▸ **Assignment**
Records follow. Pull out every line that contains "version".

▸ **Listed entries**

Issue #321, opened 2016-03-10
The date column goes before the title column


birdie-github:
This is a bug unless your native language is Arabic.

Every other Westerner reads from left to right which means your eyes always stumble on the article date which is plain wrong because a feed reader is meant to give you NEW information so date is of the least importance.

If this reasoning is not enough then consider the fact that most other RSS clients show the title column first (on the left).

This is not a feature request. This is a bug report.

lwindolf:
Good idea. We should do this for 1.13+

PR #399, opened 2016-09-29
321 date column

mikelolasagasti:
Fix proposal for #321 

Invert order of columns, setting fixed width for date to 200 and filling space with headline.


Leiaz:
With your change the favicon ends up at the end of the line. I think it looks better in front of the headline.

mikelolasagasti:
Didn't realize about that. Now favicon is before the headlines and the attachment column between headline and date.

Leiaz:
Nice, thanks !

Leiaz:
The click to toggle flagged status (line 661) is broken by the column move.

mikelolasagasti:
@Leiaz thanks for spotting that issue!

elpocko:
I prefer to resize the date column to its minimum width, so it is not visible anymore and does not take up space. I do this because the article date is irrelevant to me.

Would this change break this? Is it still possible to remove the date column?

GreenLunar:
Perhaps a GSettings switch.

mikelolasagasti:
Current status: enclosure and date column are on the left
liferea-5
liferea-6

With this patches: enclosure and date column are moved to the right and date has a fixed size so title has all the remaining space
liferea-4
liferea-3

elpocko:
Ah, thank you. Date is still irrelevant to me, but at least it won't get in the way anymore. That seems like a good compromise.

lwindolf:
@mikelolasagasti  The 200px hard-coded do prevent me from merging this... It should be auto-sizing because 200px mean totally different things on a 1280px wide screen width vs mad HiDPi screen widths...

mikelolasagasti:
@lwindolf I'll explore other options

mikelolasagasti:
@lwindolf now it uses GTK_TREE_VIEW_COLUMN_AUTOSIZE and it seems to do the trick but currently just have my laptop to test.

Leiaz:
Now there are two date columns :D 
It looks like merging went wrong.

The default GTK_TREE_VIEW_COLUMN_GROW_ONLY should work too. Also the doc says :

> Please note that GTK_TREE_VIEW_COLUMN_AUTOSIZE are inefficient for large views, and can make columns appear choppy.

mikelolasagasti:
Thanks @Leiaz ! 

I removed the duplicated date column and changed to use GTK_TREE_VIEW_COLUMN_GROW_ONLY.

I tested with Spanish locale and it resizes correctly in my laptop.

image

Leiaz:
You still have two enclosure icon columns. Don't forget to change the attribute for the icon from "pixbuf" to "gicon".

mikelolasagasti:
@Leiaz thanks again for reviewing. I removed the extra column and fixed the flag toggling logic when the favicon is not present.

Leiaz:
It looks good 👍

lwindolf:
@mikelolasagasti Great work! Having the date out of the way makes focusing on the story titles much more pleasant.

PR #404, opened 2016-10-02
Minor documention fixes

paulgevers:
I spotted some minor glitches in the documentation: one English page contained German text and the version number mentioned on the starting page was still 1.10.


lwindolf:
Thanks!

PR #407, opened 2016-10-07
Replacing deprecated elements in prefs.ui

Leiaz:
I changed target Gtk version to 3.14 (Debian stable version).

GtkHBox, GtkVBox and GtkTable are deprecated, replaced by GtkGrid.
GtkAlignment is deprecated, replaced by setting GtkWidget alignment and
margin properties.

The "margin-left" and "margin-right" GtkWidget properties are deprecated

▸ **Reply**
I spotted some minor glitches in the documentation: one English page contained German text and the version number mentioned on the starting page was still 1.10.
I changed target Gtk version to 3.14 (Debian stable version).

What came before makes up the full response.